Something positive is that I’m getting fish! My friend is giving me a free fish tank with rocks and decorations and everything. When I was a kid I had a string of goldfish that all died so hopefully I have better luck this time. Now I will have a dog and fish. It would be nice to get a rat, but my dog has too strong of a prey drive and it would drive her bonkers. I won’t get the fish until after all our October and November trips.

I ended up going out for dinner last night because my husband got home really late and there wasn’t time to cook dinner. I only went 100 calories over my goal, so it wasn’t too bad. Restaurant portions are always twice what you need so I try to stop eating about halfway through a meal and dispose of the rest. I prefer to have extremely healthy food throughout the day instead of leftovers and since my husband doesn’t like the kind of food I ordered, he wasn’t going to eat the remainder either. Sometimes you just have to throw food away or you end up eating too much and risk gaining weight in the long run. I’m not going to weigh myself until tomorrow to allow this takeaway food to process and pass through me (even though I didn’t eat a lot I tend to weigh a pound or two more after I eat at a restaurant).

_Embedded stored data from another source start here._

PR #3810, opened 2017-08-29
Edit handlers simplification.

### LINKED ISSUE #3633: Chooser panels are missing classname
(Issue met on Wagtail version 1.10.1)

I faced this issue while putting `PageChooserPanel`s inside a `FieldRowPanel`, like this:
```python
FieldRowPanel([
    PageChooserPanel('project_left'),
    PageChooserPanel('project_right')
])
```
I got this exception while running any Django command:
```
  File "/home/florent/.virtualenvs/NoriPyt/lib/python3.5/site-packages/wagtail/wagtailadmin/edit_handlers.py", line 376, in bind_to_model
    if not re.search(r'\bcol\d+\b', child.classname):
AttributeError: 'PageChooserPanel' object has no attribute 'classname'
```

This issue also concerns other panels like `ImageChooserPanel`.

Here’s a workaround overriding the original `PageChooserPanel`:
```python
class PageChooserPanel(PageChooserPanel):
        self.classname = kwargs.pop('classname', '')
        super(PageChooserPanel, self).__init__(*args, **kwargs)

        obj = super(PageChooserPanel, self).bind_to_model(model)
        obj.classname = self.classname
        return obj
```

As you can see below, everything works fine with it, so I think we can add `classname` attributes to chooser panels without any issue. 

image

image

BertrandBordage:
This work was originally done by @fosmont and I to fix #3633.

In the end, we had to rewrite a vast part of the whole “edit handler” concept while keeping the tiniest impact possible for developers. The whole “edit handler” concept can still be improved a lot (and maybe renamed), but that’s a big enough change for now.

So, this pull request makes edit handlers way more pythonic and easy to extend. The main idea was to remove the redundancy and confusion introduced by the whole `Base…Panel` + `…Panel` + `_…Panel` stuff. Now there are just `…Panel` classes and instances. The classes are no longer used directly, we only use the instances we create using `panels = [FieldPanel('title'), …]`. These panel instances are bound to a model (like before), but now it creates a copy of the panel instance that is bound to the model, instead of creating a weird `_…Panel` class dynamically. Then we can bind the panel instance to a model instance using `.bind_to_instance()` (which also creates a copy of the panel instance) instead of  creating an instance of the weird dynamic `_…Panel` class.

As you can see on the changes made on apps defining other edit handlers (documents, images, snippets), it is way easier to create a new edit handler class.

And of course, this makes panels more consistent and fixes #3633, since we pass all `args`+`kwargs` to parent constructors instead of having to copy/paste them when creating a `_…Panel` class dynamically.

I also hope these changes will make it easier for advanced Wagtail users to introspect and read this part of the admin and… Create more 3rd party apps? ;)


wagtail/wagtailadmin/edit_handlers.py
```diff
@@ -95,59 +96,85 @@ class EditHandler(object):
...
+        new.model = model
+        new.on_model_bound()
+        return new
+
+    def on_model_bound(self):
+        pass
+
+    def bind_to_instance(self, instance=None, form=None):
+        new = (self.bind_to_model(self.model) if hasattr(self, 'model')
+               else self.clone())
```
gasman: I'm a bit lost about what's happening here. Is `self.bind_to_model(self.model)` really just saying "create a clone of this EditHandler that preserves its `model` property"? If so, let's create a new method to make that explicit. (In fact, can't we just make it the `clone` method's responsibility to copy the `model` attribute whenever it exists?)

 Also, is the `if hasattr(self, 'model')` test really needed here? Is there any circumstance where you would call `bind_to_instance` on an edit handler that _hasn't_ been bound to a model at that point?

BertrandBordage: Thanks for the review! I know this is pretty complex, due to the laziness we need in the model+instance binding… For these two particularly reasons, it was designed like this on purpose.

There are two reasons why I don’t assign `model` in `.clone()`:
- Simplicity: it would need to add `new = self.__class__(…)` + `new.model = self.model` + `return new` in all `clone` methods. Since this method is often changed in `EditHandler` subclasses (including third-party ones), it’s better like this. Of course, we can’t add `model` as an `EditHandler.__init__(…)` kwarg, or users would have a weird `model` argument available in `FieldPanel(…)` etc.
- The `on_model_bound` method. This method is really mandatory and can’t be put in `__init__` since the model is always bound to edit handlers **after** their initialization. If we want to bind models in `.clone()`, we have to do this:
```python
def __init__(self, …):
    …
    self.model = None

def clone(self):
    new = self.__class__(…)
    new.model = self.model
    if self.model is not None:
        new.on_model_bound()
    return new

    new = self.clone()
    new.model = model
    new.on_model_bound()
    return new
```

As you can see, this makes code more redundant, and it does more copies. Also, this doesn’t fully work. I tried it, we have to adjust code in a lot of places in order to get it working (in 30 minutes of adjustments, I couldn’t make the tests pass, the model binding is partially broken).

About the `if hasattr(self, 'model')` test, you’re right, models should always be bound at this point. There is a small possibility though: when you define the `edit_handler` class attribute of your model with some panels, then modify in place the list of its children in that particular case, the model will not be bound.
But in that case, the code I wrote will not work, it’s not `self.clone()` that should be called, but `self.bind_to_model(instance._meta.model)`. This this last statement should work in all case, I think I’ll add a test for this edge case and replace that line with `new = self.bind_to_model(instance._meta.model)`.

BertrandBordage: In fact, after testing and reading in detail the view logic, it’s not possible to bind an instance without the model bound. The reason is simple: to bind an instance we need a `form` argument. To get the form, we call `EditHandler.get_form_class(…)` that relies on the bound model.

BertrandBordage:
I just updated the pull request against master. Also, I made some investigations following Matthew’s comment. I made the correct fixes, see comments above.

BertrandBordage:
Pull request updated after the latest changes, especially the model rename.

gasman:
Looks good to me - thanks @fosmont and @BertrandBordage! Rebased and merged in 5fc191b116ee835762c282e13a5829fa873cc516 - just added a Django 2.0 fix (`rel` -> `remote_field` on SnippetChooserPanel) and a test for the specific issue in #3633 (https://github.com/gasman/wagtail/commit/b850ba256490c20e9cf43ef7211f84d6dbc5d503).

PR #3813, opened 2017-08-29
Update jquery to 2.2.4

nikolas:


thibaudcolas:
Hey @nikolas, thanks for the PR.

You need to provide us with information as to what is motivating this change: what you're trying to fix, what you've tested this on, and what it entails. I could see many reasons why updating jQuery (well, any dependency) would be hazardous, so please make your case.

nikolas:
I haven't run into any issues with jquery 2.2.1, but there are a handful of small issues fixed between that version and the latest of the 2.2.x series, which would be good to include: https://github.com/jquery/jquery/compare/2.2.1...2.2.4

My sugar cravings are under control. The longer I go without it, the less powerful the cravings and I don’t keep anything sweet in the house so there’s nothing to tempt me. The first few days I had a lot of cravings, but it’s getting better by the day. I only try to have ultra-processed food at dinner time if I have it at all and eat clean, healthy food during the daytime. Usually I have high protein yogurt and organic chia seeds for breakfast and then organic fruit and veggies and two hard boiled eggs (pasture raised) for lunch. I do not snack in between meals. The yogurt does have a little bit of added sugars in the ingredients but not much. It doesn’t taste like a dessert like Yoplait yogurt does and does not trigger an urge to have more than the recommended portion.

Day 5 no sugar

Day 5 limited ultra-processed food

Day 5 painting or drawing every day

Day 1 cooking at home every night for the next two weeks

Drawing Prompt Goals for September

September 19: Angel, September 20th: Spiders, September 21st: Fire, September 23rd: Dagger, September 24th: Sparkle, September 25th: Frost, September 26th: Drip, September 27th: Toad, September 28th: Demon, September 29th: Chains, September 30th: Beast

Framed and ready for the gallery.
My snake plant in bloom. When those suckers fall off they make a hell of a mess.
A slow but successful 5 miles.
Day 5. I found this dress at a thrift shop.